Since the day I had all ready to CTB, everything became a little better.

Being an opiate addict, and having a suicidal mind, I tried one of these of 25mg pills first, just because the molecule reminded me of Hydrocodone. Yes, im an idiot.
After some minutes I felt a liiiiitle improved mood. So I didnt care for the drug very much because everyone said on the internet that it was dangerous (but I bought them in order to die so,,(???)) well, so I didnt care and went for the 75 mg. Definitely improved mood.

Next day I combined 2 caffeine pills, a red bull, and and an Ami (I will call it like that from now). I felt veery euphoric and speedy, and happy too. Also felt some kind of pleasure from the body.... could this drug REMOTELY bind to SOME mu receptor?

Oh, and for  some reason every time I take this drug, my eyes gets blurred and the letters and things moves by itself like on LSD.

anyway, I wanted to know if someone tried large doses (250+) of this drug, and how they felt.
One last thing, everytime I take a pill, I take it it whit a Lorazepam to avoid seizures.


----------



## pilldout

I don't know, I was given them to help me go to sleep.

I was told they can be used as a mild anti-depressant, but they also can have a sedative effect.  They didn't have much effect at all, I found them pretty useless.

I don't know how you would find them speedy, and I'm not exactly sure what you're asking.


----------



## I_Stay_Dead

Oh FFS I have a packet of amitriptyline in the cupboard. They're useful for neuropathic pain and depression if you take them regularly - so I'm told, but you can't get high from them.
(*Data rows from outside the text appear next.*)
PR #898, opened 2022-08-24
refactor(cli): extract utils for source plugin

louis-bompart:
## Proposed changes

Extract all the things we need from `@coveo/cli` into separate packages for the extraction of `@coveo/plugin-cli-source`.
The `@coveo/cli-commons` is for what's used in multiple commands/plugins in _production_, `@coveo/cli-commons-dev` is for the dev stuff, and won't be used for end-user.

## Testing

- [x] Unit Tests: no new tests
- [x] Manual Tests: yep, **but**: release will be important, it's verdaccio tested but that's all.


packages/cli/commons/src/errors/preconditionError.ts
```diff
@@ -9,7 +9,7 @@ export enum PreconditionErrorCategory {
 }
 
 export interface PreconditionErrorOptions {
-  category?: PreconditionErrorCategory;
+  category?: PreconditionErrorCategory | string;
```
y-lakhdar, line 12: Why string?

packages/cli/commons/src/preconditions/apiKeyPrivilege.ts
```diff
@@ -34,7 +33,7 @@ export function HasNecessaryCoveoPrivileges(
             Boolean(anonymous)
           );
           throw new PreconditionError(message, {
-            category: PreconditionErrorCategory.MissingPlatformPrivilege,
+            category: PRECONDITION_ERROR_CATEGORY,
```
y-lakhdar, line 36: Why redefining the variable?

packages/cli/core/src/commands/org/resources/pull.ts
```diff
@@ -218,7 +218,7 @@ export default class Pull extends Command {
     const flags = await this.getFlags();
     return flags.model
       ? flags.model.resourcesToExport
-      : buildResourcesToExport(flags.resourceTypes);
+      : buildResourcesToExport(flags.resourceTypes!);
```
y-lakhdar, line 221: Why the Non-null assertion operator?
If not specified by the user, flags.resourceTypes should be an empty array

packages/cli/core/src/commands/org/search/dump.ts
```diff
@@ -144,7 +144,7 @@ export default class Dump extends Command {
 
   private async convertRawChunksToCSVs() {
     const {flags} = await this.parse(Dump);
-    const fields = this.getFieldsToExport(flags);
+    const fields = this.getFieldsToExport(flags.fieldsToExclude!);
```
y-lakhdar, line 147: same as above

packages/cli/commons/src/preconditions/apiKeyPrivilege.ts
louis-bompart: Because the precondition error might be defined in their own packages, the enum doesn't work anymore.
So I used const instead

packages/cli/commons/src/errors/preconditionError.ts
louis-bompart: To allow a plugin to define its own precondition error

packages/cli/core/src/commands/org/search/dump.ts
louis-bompart: Oclif changed their flag typing 🤷

packages/cli/commons/src/preconditions/apiKeyPrivilege.ts
y-lakhdar: Ok, in that case, I would just get rid of the enum and only accept a string

olamothe (approved):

But there are better painkillers and antidepressants.


----------



## Newbierock

delphinen said:
			
		

> anyway, I wanted to know if someone tried large doses (250+) of this drug, and how they felt.



Just a stab in the dark here but i'm guessing he's asking what large doses of this drugs like.


----------



## GenericMind

Trying to get high from Antidepressants is just about the worst idea possible.


----------



## delphinen

GenericMind said:
			
		

> Trying to get high from Antidepressants is just about the worst idea possible.
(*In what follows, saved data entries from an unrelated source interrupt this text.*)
PR #900, opened 2022-08-25
fix: deploy in hipaa

louis-bompart:
Deploy in HIPAA


.deployment.config.json
```diff
@@ -30,6 +39,9 @@
         "bucket": "{terraform.infra.infra.bucket_binaries}",
         "directory": "proda/StaticCDN/cli",
         "source": "./artifacts",
+        "hip": {
```
olamothe, line 42: Just make sure about the syntax on this one, I don't remember exactly if this is correct ... 🤔

olamothe (approved):

.deployment.config.json
louis-bompart: Yeah I checked the ref doc the e.g. was in yml, I just translated. I'm waiting for a 👍 👎 from devtooling tho

PR #909, opened 2022-08-30
test(e2e): publish cli in verdaccio

louis-bompart:
## Proposed changes

So far, when running the E2E tests, we were running them against 'dev' binary, which transpile on the fly.
This was not representative enough of what a enduser would do.

Now, we publish & install the cli from the verdaccio registry

## Testing

-E2E


ThibodeauJF (approved):
Elegant!

PR #911, opened 2022-08-31
chore(build): use `npm version --save`

louis-bompart:
## Proposed changes

Use `npm version --save` for the package bumps, it saves time, and remove code

## Testing

E2E CI


ThibodeauJF (approved):

louis-bompart:
Further investigation lead me to believe that the process doesn't work.

louis-bompart:
Req https://github.com/npm/cli/issues/5506 fixed

PR #914, opened 2022-09-01
chore: refactor base error

y-lakhdar:
## Proposed changes

Refactor the base error 
 - Remove PrintableError. Error formatting will be handled by the Base Command
 - Apply change to all existing errors

## Testing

I understand. But it is normal to get visuals from tricyclics antidepressants? and from what I have read in books, Ami its one of the most potent antidepressants.


----------



## I_Stay_Dead

delphinen said:
			
		

> I understand. But it is normal to get visuals from tricyclics antidepressants? and from what I have read in books, Ami its one of the most potent antidepressants.


It's very easy to OD on amitriptyline. If you want visuals try something else - not an antidepressant.


----------



## johanneschimpo

Most potent? 

So I suppose that means most likely to kill you, while making feeling like shit too.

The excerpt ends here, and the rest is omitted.